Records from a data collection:
PR #4756, opened 2023-11-07
[IMPROVED] Remove places where we were using time.After could cause gc pressure.

derekcollison:

### DIFF
--- a/server/consumer.go
+++ b/server/consumer.go
@@ -3731,7 +3731,8 @@ func (o *consumer) processInboundAcks(qch chan struct{}) {
 	// How often we will check for ack floor drift.
 	// Spread these out for large numbers on a server restart.
 	delta := time.Duration(rand.Int63n(int64(time.Minute)))
-	var ackFloorCheck = time.Minute + delta
+	ticker := time.NewTicker(time.Minute + delta)
+	defer ticker.Stop()
 
 	for {
 		select {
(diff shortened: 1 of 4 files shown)


server/consumer.go
```diff
@@ -3731,7 +3731,8 @@ func (o *consumer) processInboundAcks(qch chan struct{}) {
 	// How often we will check for ack floor drift.
 	// Spread these out for large numbers on a server restart.
 	delta := time.Duration(rand.Int63n(int64(time.Minute)))
-	var ackFloorCheck = time.Minute + delta
+	ticker := time.NewTicker(time.Minute + delta)
```
wallyqs, line 3734: I think that to replace this timer we have to do it inside of the `for` before `select` like:

```go
	for {
		ticker := time.NewTimer(time.Minute + delta)
		select {
		case <-o.ackMsgs.ch:
			ticker.Stop()
			// ...
		case <-ticker.C:
			o.checkAckFloor()
		case <-qch:
			t.Stop()
			return
		case <-s.quitCh:
			t.Stop()
			return
		}
```

derekcollison: I made it into a Ticker vs one shot timers. Always should be firing and checking so made single Ticker outside for loop.

wallyqs (approved):
LGTM

PR #4757, opened 2023-11-07
[IMPROVED] Better check for standalone mode when determining to send statsz.

derekcollison:
When determining if we should check for interest for sending statsz, take into consideration leafnodes that may extend the system account.


neilalexander (approved):
LGTM

ripienaar (approved):
LGTM, confirmed on the docker compose repro environment that this resolves the issue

- Directions
Output the data in full, exactly as it stands.

- Response below
PR #4756, opened 2023-11-07
[IMPROVED] Remove places where we were using time.After could cause gc pressure.

derekcollison:

### DIFF
--- a/server/consumer.go
+++ b/server/consumer.go
@@ -3731,7 +3731,8 @@ func (o *consumer) processInboundAcks(qch chan struct{}) {
 	// How often we will check for ack floor drift.
 	// Spread these out for large numbers on a server restart.
 	delta := time.Duration(rand.Int63n(int64(time.Minute)))
-	var ackFloorCheck = time.Minute + delta
+	ticker := time.NewTicker(time.Minute + delta)
+	defer ticker.Stop()
 
 	for {
 		select {
(diff shortened: 1 of 4 files shown)


server/consumer.go
```diff
@@ -3731,7 +3731,8 @@ func (o *consumer) processInboundAcks(qch chan struct{}) {
 	// How often we will check for ack floor drift.
 	// Spread these out for large numbers on a server restart.
 	delta := time.Duration(rand.Int63n(int64(time.Minute)))
-	var ackFloorCheck = time.Minute + delta
+	ticker := time.NewTicker(time.Minute + delta)
```
wallyqs, line 3734: I think that to replace this timer we have to do it inside of the `for` before `select` like:

```go
	for {
		ticker := time.NewTimer(time.Minute + delta)
		select {
		case <-o.ackMsgs.ch:
			ticker.Stop()
			// ...
		case <-ticker.C:
			o.checkAckFloor()
		case <-qch:
			t.Stop()
			return
		case <-s.quitCh:
			t.Stop()
			return
		}
```

derekcollison: I made it into a Ticker vs one shot timers. Always should be firing and checking so made single Ticker outside for loop.

wallyqs (approved):
LGTM

PR #4757, opened 2023-11-07
[IMPROVED] Better check for standalone mode when determining to send statsz.

derekcollison:
When determining if we should check for interest for sending statsz, take into consideration leafnodes that may extend the system account.


neilalexander (approved):
LGTM

ripienaar (approved):
LGTM, confirmed on the docker compose repro environment that this resolves the issue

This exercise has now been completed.